Volatility, Variance & Gamma Swaps
Derivatives-based Portfolio Solutions


 

In theory, the profit and loss from delta hedging an option is fixed and is based solely on the difference between the implied volatility of the option when it was purchased and the realised volatility over the life of the option. In practice, with discrete delta hedging and unknown future volatility, this is not the case, leading to the creation of volatility, variance and gamma swaps. These products also remove the need to continuously delta hedge, which can be very labour-intensive and expensive. Until the credit crunch, variance swaps were the most liquid of the three, but now volatility swaps are more popular for single stocks.


VOLATILITY, VARIANCE & GAMMA SWAPS GIVE PURE VOL EXPOSURE
As spot moves away from the strike of an option the gamma decreases, and it becomes more difficult to profit via delta hedging. Second-generation volatility products, such as volatility swaps, variance swaps and gamma swaps, were created to give volatility exposure for all levels of spot and also to avoid the overhead and cost of delta hedging. While volatility and variance swaps have been traded since 1993, they became more popular post-1998, when Russia defaulted on its debts and Long-Term Capital Management (LTCM) collapsed. The naming of volatility swaps, variance swaps and gamma swaps is misleading, as they are in fact forwards. This is because their payoff is at maturity, whereas swaps have intermediate payments.
  • Volatility swaps. Volatility swaps were the first product to be traded significantly and became increasingly popular in the late 1990s until interest migrated to variance swaps. Following the collapse of the single-stock variance market in the credit crunch, they are having a renaissance due to demand from dispersion traders. A theoretical drawback of volatility swaps is the fact that they require a volatility of volatility (vol of vol) model for pricing, as options need to be bought and sold during the life of the contract (which leads to higher trading costs). However, in practice, the vol of vol risk is small and volatility swaps trade roughly in line with ATM forward (ATMf) implied volatility.
  • Variance swaps. The difficulty in hedging volatility swaps drove liquidity towards the variance swap market, particularly during the 2002 equity collapse. As variance swaps can be replicated by delta hedging a static portfolio of options, it is not necessary to buy or sell options during the life of the contract. The problem with this replication is that it assumes options of all strikes can be bought, but in reality very OTM options are either not listed or not liquid. Selling a variance swap and only hedging with the available roughly ATM options leaves the vendor short tail risk. As the payout is on variance, which is volatility squared, the amount can be very significant. For this reason, liquidity on single-stock variance disappeared in the credit crunch.
  • Gamma swaps. Dispersion traders profit from overpriced index-implied volatility by going long single-stock variance and short index variance. The portfolio of variance swaps is not static; hence, rebalancing trading costs are incurred. Investment banks attempted to create a liquid gamma swap market, as dispersion can be implemented via a static portfolio of gamma swaps (and, hence, it could better hedge the exposure of their books from selling structured products). However, liquidity never really took off due to limited interest from other market participants.

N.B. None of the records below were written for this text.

PR #2600, opened 2025-12-21
Fix Exosuit global sounds for walking and drilling

misterbubb:


NitroxClient/MonoBehaviours/Vehicles/ExosuitMovementReplicator.cs
```diff
@@ -133,6 +145,28 @@ private void SetupSound()
...
     }
 
+    private void UpdateDrillArmSoundVolume(IExosuitArm arm)
+    {
+        if (arm is not ExosuitDrillArm drillArm)
+        {
+            return;
+        }
+
+        float drillVolume = FMODSystem.CalculateVolume(transform.position, Player.main.transform.position, drillLoopSoundDistance, 1f);
```
Jannify: As `FMODSystem.CalculateVolume()` uses square root we should limit it's calculations if it's happening in the update loop. A solution would be to reuse the jetsound calculation (so do distance calculation manually and then do `SoundHelper.CalculateVolume(distance, radius, volume)` for jet and drill.
It's also possible that I am to picky and this would not be that performance critical, what do the others think about this?

dartasen: Fine for me if we can avoid it, probably won't make a difference for medium/high-end computer but still

misterbubb: good point

dartasen (approved):

Measurity (changes requested):
I managed to get infinite looping drill sound with this PR still.

1. Player 1 start drilling with Player 2 close by.
2. Player 2 swims away for 100 meters (still hear it)
3. Player 1 stops drilling
4. Player 2 stills hears looping sound and is now stuck even if restarting drills on Player 1.

PR #2601, opened 2025-12-22
Added "State to clipboard" button to GameObject debugger

Measurity:
## Purpose

Comparing two different instances of same game entities to more easily see differences. The data is sorted on name & type so it matches line-by-line.

## Example
[Prawnsuit State.txt](https://github.com/user-attachments/files/24294471/Prawnsuit.State.txt)

image

___
Feedback would be appreciated if this is something useful for debugging and/or if the format should be different. Eg changing to JSON for `jq` tool compatibility. Although for multi line values (like matrices) it's gonna look ugly in JSON...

VOLATILITY SWAP ≤ GAMMA SWAP ≤ VARIANCE SWAP
Variance and gamma swaps are normally quoted as the square root of variance to allow easier comparison with the options market. However, typically variance swaps trade in line with the 30 delta put (if skew is downward sloping as normal). The square root of the variance strike is always above volatility swaps (and ATMf implied as volatility swaps ≈ ATMf implied). This is due to the fact a variance swap payout is convex (hence, will always be greater than or equal to volatility swap payout of identical vega, which is explained later in the section). Only for the unrealistic case of no vol of vol (ie, future volatility is constant and known) will the price of a volatility swap and variance swap (and gamma swap) be the same. The fair price of a gamma swap is between volatility swaps and variance swaps.

1. VOLATILITY SWAPS
The payout of a volatility swap is simply the notional, multiplied by the difference between the realised volatility and the fixed swap volatility agreed at the time of trading. As can be seen from the payoff formula below, the profit and loss is completely path independent as it is solelybased on the realised volatility. Volatility swaps were previously illiquid, but are now more popular with dispersion traders, given the single stock variance market no longer exists postcredit crunch. Unless packaged as a dispersion, volatility swaps rarely trade. As dispersion is short index volatility, long single stock volatility, single stock volatility swaps tend to be bid only (and index volatility swaps offered only).

Volatility swap payoff
(σF – σS) × volatility notional
where:
σF = future volatility (that occurs over the life of contract)
σS = swap rate volatility (fixed at the start of contract)
Volatility notional = Vega = notional amount paid (or received) per volatility point

2. VARIANCE SWAPS
Variance swaps are identical to volatility swaps except their payout is based on variance (volatility squared) rather than volatility. Variance swaps are long skew (more exposure to downside put options than upside calls) and convexity (more exposure to OTM options than ATM). One-year variance swaps are the most frequently traded.

Variance swap payoff
F2 - σS2) × variance notional
where:
Variance notional = notional amount paid (or received) per variance point
NB: Variance notional = Vega / (2 × σS) where σS = current variance swap price


VARIANCE SWAPS CAPS ARE EFFECTIVELY SHORT OPTION ON VAR
Variance swaps on single stocks and emerging market indices are normally capped at 2.5 times the strike, in order to prevent the payout from rising towards infinity in a crisis or bankruptcy. A cap on a variance swap can be modelled as a vanilla variance swap less an option on variance whose strike is equal to the cap. More details can be found in the section Options on Variance.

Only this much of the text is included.